(Saved entries)
_ _ _ _ _ _ _

PR #491, opened 2019-07-08
Changed core values to used strongly typed rather than string values

SeanCondon:


pkg/northbound/gnmi/set.go
```diff
@@ -55,13 +56,13 @@ func (s *Server) Set(ctx context.Context, req *gnmi.SetRequest) (*gnmi.SetRespon
 	//Update
 	for _, u := range req.GetUpdate() {
 		target := u.Path.GetTarget()
-		targetUpdates[target] = s.doUpdateOrReplace(u, targetUpdates)
+		targetUpdates[target], err = s.doUpdateOrReplace(u, targetUpdates)
```
Andrea-Campanella: the error here assigned bt not checked until line 87, effectively letting `onos-config` try to apply a partial state/config. I think we should check for errors at line 73. and if any return. 
```	
if err != nil {
		return nil, status.Error(codes.Internal, err.Error())
}
```

pkg/northbound/gnmi/subscribe.go
```diff
@@ -299,6 +308,9 @@ func sendResponse(response *gnmi.SubscribeResponse, stream gnmi.GNMI_SubscribeSe
 func getChangeFromEvent(update events.ConfigEvent, mgr *manager.Manager) (string, *change.Change) {
 	target := events.Event(update).Subject()
 	changeID := update.ChangeID()
-	changeInternal := mgr.ChangeStore.Store[changeID]
+	changeInternal, ok := mgr.ChangeStore.Store[changeID]
+	if !ok {
+		log.Warning("No change found for: ", changeID)
```
Andrea-Campanella: the change will be nil, and if nil we will get invalid pointer. should we check where this is called that if change == nil we skip the event ?

pkg/store/change/change.go
```diff
@@ -121,11 +85,11 @@ func CreateChange(config ValueCollections, desc string) (*Change, error) {
 	var pathList = make([]string, len(config))
 	// If a path is repeated then reject
 	for _, cv := range config {
-		for _, p := range pathList {
-			if cv.Path == p {
-				return nil, errors.New("Error Path " + p + " is repeated in change")
-			}
-		}
+		//for _, p := range pathList {
```
Andrea-Campanella: why is this commented out ?

pkg/store/tree.go
```diff
@@ -160,3 +151,29 @@ func addPathToTree(path, value string, nodeif *interface{}) error {
...
+	case change.ValueTypeFLOAT:
+		(nodemap)[pathelems[1]] = (*change.TypedFloat)(value).Float32()
+	case change.ValueTypeBOOL:
+		(nodemap)[pathelems[1]] = (*change.TypedBool)(value).Bool()
+	case change.ValueTypeBYTES:
+		(nodemap)[pathelems[1]] = (*change.TypedBytes)(value).Bytes()
+	case change.ValueTypeLeafListSTRING:
+		(nodemap)[pathelems[1]] = (*change.TypedLeafListString)(value).List()
+	default:
+		(nodemap)[pathelems[1]] = fmt.Sprintf("unexpected %d", value.Type)
```
Andrea-Campanella: I don't see the check for this error the calling method, is it fine or are we ignoring this ?

modelplugin/yang/test1@2018-02-20.yang
```diff
@@ -44,6 +44,21 @@ module test1 {
         config false;
         description "Read only leaf inside Container 2a";
       }
+      leaf leaf2d {
```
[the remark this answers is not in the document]
SeanCondon: Done - bool now moved to 2g. 2d is now another decimal

pkg/cli/command/devicetree.go
```diff
@@ -125,7 +125,18 @@ func runDeviceTreeCommand(cmd *cobra.Command, args []string) {
 				Config:      make([]*change.Value, 0),
 			}
 			for _, cv := range in.Changevalues {
-				value, _ := change.CreateChangeValue(cv.Path, cv.Value, cv.Removed)
+				var tv *change.TypedValue
+				typeOptInt32 := make([]int, len(cv.Typeopts))
+				for i, v := range cv.Typeopts {
+					typeOptInt32[i] = int(v)
```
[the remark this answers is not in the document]
SeanCondon: Here we're reconstructing the TypedValue inside the **onos-cli** after retrieving it over gRPC from the server. The type could be decimal or LeafList of bytes, so if there are any TypeOpts, we would need them to fully recreate the type

pkg/manager/manager_test.go
```diff
@@ -380,8 +380,11 @@ func TestManager_ComputeRollbackDelete(t *testing.T) {
...
-	assert.Check(t, changes[Test1Cont1ACont2ALeaf2B] == ValueLeaf2B159, "Wrong value to set after rollback")
-	assert.Check(t, changes[Test1Cont1ACont2ALeaf2A] == ValueLeaf2A13, "Wrong value to set after rollback")
-	assert.Check(t, deletesRoll[0] == Test1Cont1ACont2ALeaf2D, "Path should be deleted")
+	assert.Equal(t, changes[Test1Cont1ACont2ALeaf2B].Type, change.ValueTypeFLOAT, "Wrong value to set after rollback")
+	assert.Equal(t, (*change.TypedFloat)(changes[Test1Cont1ACont2ALeaf2B]).Float32(), float32(ValueLeaf2B159), "Wrong value to set after rollback")
+
+	assert.Equal(t, changes[Test1Cont1ACont2ALeaf2A].Type, change.ValueTypeFLOAT, "Wrong value to set after rollback")
+	assert.Equal(t, (*change.TypedFloat)(changes[Test1Cont1ACont2ALeaf2A]).Float32(), float32(ValueLeaf2B159), "Wrong value to set after rollback")
 
+	assert.Check(t, deletesRoll[0] == Test1Cont1ACont2ALeaf2D, "Path should be deleted")
```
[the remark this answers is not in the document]
SeanCondon: done

pkg/northbound/gnmi/get.go
```diff
@@ -119,13 +120,15 @@ func getUpdate(prefix *gnmi.Path, path *gnmi.Path) (*gnmi.Update, error) {
...
+	var err error
 	if len(configValues) == 0 {
 		value = nil
 	} else if len(configValues) == 1 {
-		typedValue := &gnmi.TypedValue_StringVal{StringVal: configValues[0].Value}
-		value = &gnmi.TypedValue{
-			Value: typedValue,
+		value, err = values.NativeTypeToGnmiTypedValue(&configValues[0].TypedValue)
+		if err != nil {
+			log.Warning("Unable to convert native value to gnmi", err)
```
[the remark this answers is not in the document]
SeanCondon: done

pkg/northbound/gnmi/set.go
SeanCondon: done

pkg/northbound/gnmi/subscribe.go
SeanCondon: We do - see line 176 above

pkg/store/change/change.go
SeanCondon: good - catch - I had commented out when testing something and forgot to put it back in

pkg/store/tree.go
SeanCondon: the output will be visible in the JSON produced. It should never happen anyway all enum values are taken care of

pkg/cli/command/devicetree.go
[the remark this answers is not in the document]
Andrea-Campanella: +1

pkg/northbound/gnmi/set.go
```diff
@@ -132,15 +141,22 @@ func (s *Server) Set(ctx context.Context, req *gnmi.SetRequest) (*gnmi.SetRespon
...
 	updates, ok := targetUpdates[target]
 	if !ok {
-		updates = make(map[string]string)
+		updates = make(map[string]*change.TypedValue)
 	}
 	path := utils.StrPath(u.Path)
-	updates[path] = utils.StrVal(u.Val)
-	return updates
+
+	var err error
```
Andrea-Campanella: I do not believe you need a var here, just declare it inline

pkg/northbound/gnmi/set.go
```diff
@@ -46,7 +47,7 @@ func (s *Server) Set(ctx context.Context, req *gnmi.SetRequest) (*gnmi.SetRespon
 		version          string // May be specified as 101 in extension
 		deviceType       string // May be specified as 102 in extension
 	)
-
+	var err error
```
Andrea-Campanella: I do not believe you need a var here, just declare it inline underneath

pkg/northbound/gnmi/subscribe.go
Andrea-Campanella: my bad

pkg/store/change/typedvalue.go
```diff
@@ -86,7 +77,12 @@ func (tv *TypedValue) String() string {
 type TypedEmpty TypedValue
 
 // CreateTypedValueEmpty decodes an empty object
-func CreateTypedValueEmpty() *TypedEmpty {
+func CreateTypedValueEmpty() *TypedValue {
```
Andrea-Campanella: nice change to return interface TypedValue

pkg/store/tree.go
Andrea-Campanella: +1

pkg/northbound/gnmi/set.go
SeanCondon: Done

pkg/northbound/gnmi/set.go
SeanCondon: Cannot do inline because I'm doing **=** below not **:=**
I've moved it down to where it's needed to avoid any confusion with it

pkg/store/change/typedvalue.go
SeanCondon: works better

pkg/manager/setconfig.go
```diff
@@ -66,20 +66,20 @@ func (m *Manager) SetNetworkConfig(configName store.ConfigName, updates map[stri
 		}
 	}
 
-	var newChange = make([]*change.Value, 0)
+	var newChanges = make([]*change.Value, 0)
 	//updates
 	for path, value := range updates {
-		changeValue, _ := change.CreateChangeValue(path, value, false)
-		newChange = append(newChange, changeValue)
+		changeValue, _ := change.CreateChangeValue(path, (*change.TypedValue)(value), false)
```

_ _ _ _ _ _ _

Task directions — Report the lines above that contain "Andrea".

Solution —
Andrea-Campanella: the error here assigned bt not checked until line 87, effectively letting `onos-config` try to apply a partial state/config. I think we should check for errors at line 73. and if any return. 
Andrea-Campanella: the change will be nil, and if nil we will get invalid pointer. should we check where this is called that if change == nil we skip the event ?
Andrea-Campanella: why is this commented out ?
Andrea-Campanella: I don't see the check for this error the calling method, is it fine or are we ignoring this ?
Andrea-Campanella: +1
Andrea-Campanella: I do not believe you need a var here, just declare it inline
Andrea-Campanella: I do not believe you need a var here, just declare it inline underneath
Andrea-Campanella: my bad
Andrea-Campanella: nice change to return interface TypedValue
Andrea-Campanella: +1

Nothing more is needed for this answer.